Wherever the word "problem" occurs in the listing, copy the whole line.

(Dataset records)

PR #5728, opened 2019-06-13
Fix image for syndesis operator olm integration

lgarciaaco:
... and exclude my development files ...

### DIFF
--- a/install/operator/deploy/manifests/1.7.0/syndesisoperator.1.7.0.clusterserviceversion.yaml
+++ b/install/operator/deploy/manifests/1.7.0/syndesisoperator.1.7.0.clusterserviceversion.yaml
@@ -240,8 +240,7 @@ spec:
               serviceAccountName: syndesis-operator
               containers:
                 - name: syndesis-operator
-                  image: lgarciaac/syndesis-operator:latest
-                  #image: syndesis/syndesis-operator:1.7.1-20190607
+                  image: syndesis/syndesis-operator:latest
                   imagePullPolicy: Always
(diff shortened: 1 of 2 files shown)


install/operator/deploy/manifests/1.7.0/syndesisoperator.1.7.0.clusterserviceversion.yaml
```diff
@@ -240,8 +240,7 @@ spec:
               serviceAccountName: syndesis-operator
               containers:
                 - name: syndesis-operator
-                  image: lgarciaac/syndesis-operator:latest
-                  #image: syndesis/syndesis-operator:1.7.1-20190607
+                  image: syndesis/syndesis-operator:latest
```
zregvart: Bit odd that we use `latest` on a versioned manifest

lgarciaaco: The final version for 1.7 is not yet build

zregvart: Perhaps we should tag the latest `1.7.*` with `1.7`, I'm a bit afraid that we'll forget to change this from `latest`.

lgarciaaco:
>  @lgarciaaco please make sure that we remember to change from `latest` to a released version when we do release the version; would be good to have this as a check or as a task that `syndesis release` does.

No worries, I wont :)

Issue #5424, opened 2019-05-20
[camel-k] Syndesis integration deployment with Camel-k error 


tplevko:
## This is a...

<pre><code>
[ ] Feature request
[ ] Regression (a behavior that used to work and stopped working in a new release)
[ x ] Bug report  
[ ] Documentation issue or request
</code></pre>

## Description

I can't use the camel-k runtime in syndesis as integration runtime. 
This error seems to be the root cause: https://github.com/apache/camel-k/issues/466

The camel-k operator is attached:

[log.txt](https://github.com/syndesisio/syndesis/files/3198155/log.txt)

## Steps to reproduce

* install syndesis with camel-k runtime: ```./syndesis minishift --install --project syndesis --camel-k```
* ```oc get configmap syndesis-server-config -o yaml | sed 's/controllers:/controllers:\n      integration: camel-k/' | oc apply -f -```
* ```oc delete pod -l syndesis.io/component=syndesis-server```
* create sample integration - timer -> DB
* observe the error in camel-k operator pod

tplevko:
@valdar can you please provide input - QE is blocked by this, we can't run the new integration runtime. Raising to prio to p0.

heiko-braun:
@tplevko @valdar Does https://github.com/syndesisio/syndesis/pull/5477 address this problem or is it different?

valdar:
@heiko-braun different problem :/

So there are quite some issues to fix before being able to flawlessly install a pipeline syndesis tag with `syndesis install`:

- https://issues.jboss.org/browse/ENTESB-10708
- https://issues.jboss.org/browse/ENTESB-10711
- https://issues.jboss.org/browse/ENTESB-10712

That said @tplevko  these are the steps to have syndesis + camel-k from master installed:

1. clone syndesis git repo
2. build it locally: `cd app && ../mvnw clean install -Pflash`
3. run minishift with enough resources and, before starting it, remember to enable admin-user addon with `minishift addons enable admin-user`
4. oc login as cluster admin: `oc login -u system:admin`

**now there are 2 options in order to provide the necessary artifacts to camel-k operator, THE 2 OPTIONS, AND THEIR STEPS, ARE ALTERNATIVE:**

**FIRST OPTION:** exposing your `.m2/repository` folder through http and instruct camel-k operator to use it:

5. `cd ~/.m2/repository` and `python -m SimpleHTTPServer 9090`
[...]

PR #5738, opened 2019-06-14
chore(dev): improve dev experience with Camel K

nicolaferraro:
While fixing some bugs with Camel K I've realized that configuring syndesis to use camel k and working with libraries is a half-nightmare, so I've added a "syndesis kamel" script with some useful commands to help syndesis developer. Don't know if this approach can be extended to be useful also for QE.

Note: all the commands require a full build of the backend `syndesis build -c -f -b`.

Basically:

- `syndesis kamel --activate` configures syndesis to use camel k as integration runtime (`--deactivate` restores `s2i`)
- `syndesis kamel --configure` makes sure that the camel k integration platform is ready to be used for syndesis development, no matter which version of Camel K you're using (0.3.4+). This includes loading the catalog and configuring maven mirrors
- `syndesis kamel --sync-runtime` loads all syndesis modules in the camel k operator (with `oc rsync` under the hood), so that people can use connector snapshots and see the changes
- `syndesis kamel --sync-lib` can be used to sync generic libraries (e.g. Camel snapshots)

A typical dev workflow is:
- Dev changes the connector
- `syndesis kamel --sync-runtime` to upload the changes
- `kamel reset` to make camel k rebuild all integrations from scratch

Wdyt?
cc: @paoloantinori, @heiko-braun, @squakez, @tplevko

### DIFF
--- a/tools/bin/commands/kamel
+++ b/tools/bin/commands/kamel
@@ -1,0 +1,211 @@
+#!/bin/bash
+
+LOCAL_MAVEN_REPOSITORY=~/.m2/repository
+OPERATOR_MAVEN_REPOSITORY=/tmp/artifacts/m2
+
+kamel::description() {
+    echo "Tools for developing integrations using Camel K"
+}
+
+kamel::usage() {
+    cat <<EOT
+    --sync-runtime          Synchronize runtime snapshot libraries with the camel k operator.
+    --sync-lib              Synchronize snapshot libraries in the camel k operator (e.g. org/apache/camel/camel-activemq).
+
+    --configure             Configure the Camel K platform to be used by Syndesis
+
+    --activate              Activate usage of Camel K as runtime for integrations
+    --deactivate            Deactivate usage of Camel K as runtime for integrations, going back to s2i
+
+EOT
+}
+
+
+kamel::run() {
+    source "$(basedir)/commands/util/openshift_funcs"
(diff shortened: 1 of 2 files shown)


jamesnetherton:
I gave this a quick spin and it seems to be working nicely. Definitely simplifies some of the manual steps outlined in #5424. So to that end it should be useful for both Syndesis devs & QE.

paoloantinori:
`syndesis kamel` because `syndesis camel` would have been super confusing, right?

nicolaferraro:
Yeah, I don't even like the word 'kamel'... But "syndesis camel" is not more confusing? XD

lburgazzoli:
What about: `syndesis camel --with-k` ?

riccardo-forina:
The joke was `syndesis kamel --the-k-is-silent`

valdar:
Good and very useful job @nicolaferraro . 

I have one concern though, should we remove the `--camel-k` option from `syndesis install` command? Is there some functionality not covered by `syndesis kamel` that was presente in `syndesis install --camel-k`? It might be confusing

nicolaferraro:
@valdar the `--camel-k` flag on `syndesis install` allows to install the operator in the cluster/namespace and it's useful for people that don't have the `kamel` binary installed (and it's the same flag used on fuse-online-install for productized operator), while this is for helping during development of connectors. I'm not sure if it's better to reorganize them..

PR #5747, opened 2019-06-14
feat: require OAuth settings for connection creation

### LINKED ISSUE #5582: [react-ui] Cannot validate salesforce connection
## This is a...

<pre><code>
[ ] Feature request
[x] Bug report  
</code></pre>

## Description
screenshot_20190604_143143

Error in meta pod:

(End Dataset records)

Exercise answer:
@tplevko @valdar Does https://github.com/syndesisio/syndesis/pull/5477 address this problem or is it different?
@heiko-braun different problem :/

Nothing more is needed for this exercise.